Basic Parsers

In this chapter we will learn the basics of using primitive parsers, and combining them to build larger parsers.

But first we need to import some stuff. Fine-grained imports are supported but it’s usually fine to just import everything. We also need cats implicits for applicative syntax below.

import atto._, Atto._
import cats.implicits._

Rock on, let’s parse an integer!

scala> int parseOnly "123abc"
res0: atto.ParseResult[Int] = Done(abc,123)

This result means we successfully parsed an Int and have the text "abc" left over. We’ll talk more about this momentarily. But let’s back up. What’s this int thing?

scala> int
res1: atto.Parser[Int] = int

A Parser[A] is a computation that consumes characters and produces a value of type A. In this case Int. Let’s look at another predefined parser that matches only characters where isLetter is true.

scala> letter
res2: atto.Parser[Char] = letter

We can ask a parser to parse a string, and we get back a ParseResult[A]. The Done constructor shows the remaining input (if any) and the answer.

scala> letter.parse("x")
res3: atto.ParseResult[Char] = Done(,x)

scala> letter.parse("xyz")
res4: atto.ParseResult[Char] = Done(yz,x)

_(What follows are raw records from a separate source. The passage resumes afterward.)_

PR #1205, opened 2025-09-21
tid_ying up arch

QuzarDC:
A set of small changes around cleaning up the `arch` layer:
- Moving the `tid_t` and `prio_t` types to `<kos/thread.h>` from `<arch/types.h>` . That's where they really belong. Additionally dropping the backing `handle_t` type which wasn't used anywhere (though might be a good idea to have something similar in the future that is actually used) and removing the strange usage of `tid_t` as the backing type for library handles.
- Removing stray includes of `<arch/spinlock.h>` . spinlocks simply aren't used in these files.
- Privatizing the prototype for `arch_real_exit`. This was already marked as being 'internal' and 'why would anyone use it?' 

Furthers #840 and #1155 .

### DIFF
--- a/kernel/arch/dreamcast/include/arch/arch.h
+++ b/kernel/arch/dreamcast/include/arch/arch.h
@@ -213,16 +213,6 @@ void * mm_sbrk(unsigned long increment);
 #include <kos/init.h>
 
 /* Dreamcast-specific arch init things */
-/** \brief   Jump back to the bootloader.
-    \ingroup arch
-
-    You generally shouldn't use this function, but rather use arch_exit() or
-    exit() instead.
-
-    \note                   This function will never return!
-*/
-void arch_real_exit(int ret_code) __noreturn;
-
 /** \brief   Initialize bare-bones hardware systems.
     \ingroup arch
 
--- a/kernel/arch/dreamcast/kernel/init.c
+++ b/kernel/arch/dreamcast/kernel/init.c
@@ -42,6 +42,9 @@ extern void _fini(void);
 extern void __verify_newlib_patch();
 extern void dma_init(void);
 
+/* Jump back to the bootloader. From startup.S */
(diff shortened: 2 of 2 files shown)


QuzarDC:
Force pushed to remove an accidentally added white space and correct a typo in one of the commit messages.

kernel/arch/dreamcast/include/arch/types.h
```diff
@@ -48,15 +48,6 @@ typedef volatile int32 vint32;      /**< \brief 32-bit volatile signed type */
 typedef volatile int16 vint16;      /**< \brief 16-bit volatile signed type */
 typedef volatile int8 vint8;        /**< \brief 8-bit volatile signed type */
 
-/* This type may be used for any generic handle type that is allowed
-   to be negative (for errors) and has no specific bit count
-   restraints. */
-typedef int handle_t;               /**< \brief Generic "handle" type */
```
pcercuei, line 54: You dropped `handle_t`, that's just because it's not used anywhere?

QuzarDC: Ah, I thought I'd mentioned that more explicitly in the commit log. Yes, it was only used directly below it for `prio` and `tid`. 

I do think it could be a valuable concept to have in the codebase, to better demonstrate through typing when something is a generic handle and keep them uniform, but there didn't seem to be much value in investing that into this instance in `arch/types.h` that had never been used.

QuzarDC: I guess I also missed out on pointing to #840 generally and the attempt to clear out these unnecessary typedefs from `arch/types.h` in addition to ensuring that they don't easily get forced onto users. But that was the driving motivation to moving these pieces out of the file and reducing what it is providing generally. 

Once we no longer have any code using the old types without `_t` then the file should be able to be dropped entirely.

The Failure constructor shows us the remaining input, the parsing stack (ignore this for now), and a description of the failiure.

scala> letter.parse("1")
res5: atto.ParseResult[Char] = Fail(1,List(),Failure reading:letter)

The Partial constructor indicates that the parser has neither succeeded nor failed; more input is required before we will know. We can feed more data to continue parsing. Our parsers thus support incremental parsing which allows us to parse directly from a stream, for example.

scala> letter.parse("")
res6: atto.ParseResult[Char] = Partial(atto.Parser$Internal$Partial$$Lambda$10429/1489281972@3494b2fe)

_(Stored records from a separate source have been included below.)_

PR #1207, opened 2025-09-21
Create example for handling raylib Image and Texture2D structures.

SilverNexus2:
Code comments note a couple caveats that may not be obvious to a newbie.

### DIFF
--- a/examples/dreamcast/raylib/texture2d/main.c
+++ b/examples/dreamcast/raylib/texture2d/main.c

scala> letter.parse("").feed("abc")
res7: atto.ParseResult[Char] = Done(bc,a)

The many combinator turns a Parser[A] into a Parser[List[A]].

scala> many(letter).parse("abc")
res8: atto.ParseResult[List[Char]] = Partial(atto.Parser$Internal$Partial$$Lambda$10429/1489281972@30a92438)

scala> many(letter).parse("abc").feed("def")
res9: atto.ParseResult[List[Char]] = Partial(atto.Parser$Internal$Partial$$Lambda$10429/1489281972@60ca2e90)

There may be more letters coming, so we can say we’re done to indicate that there is no more input.

scala> many(letter).parse("abc").feed("def").done
res10: atto.ParseResult[List[Char]] = Done(,List(a, b, c, d, e, f))

Parser is a functor, so you can map the result and turn it int something else.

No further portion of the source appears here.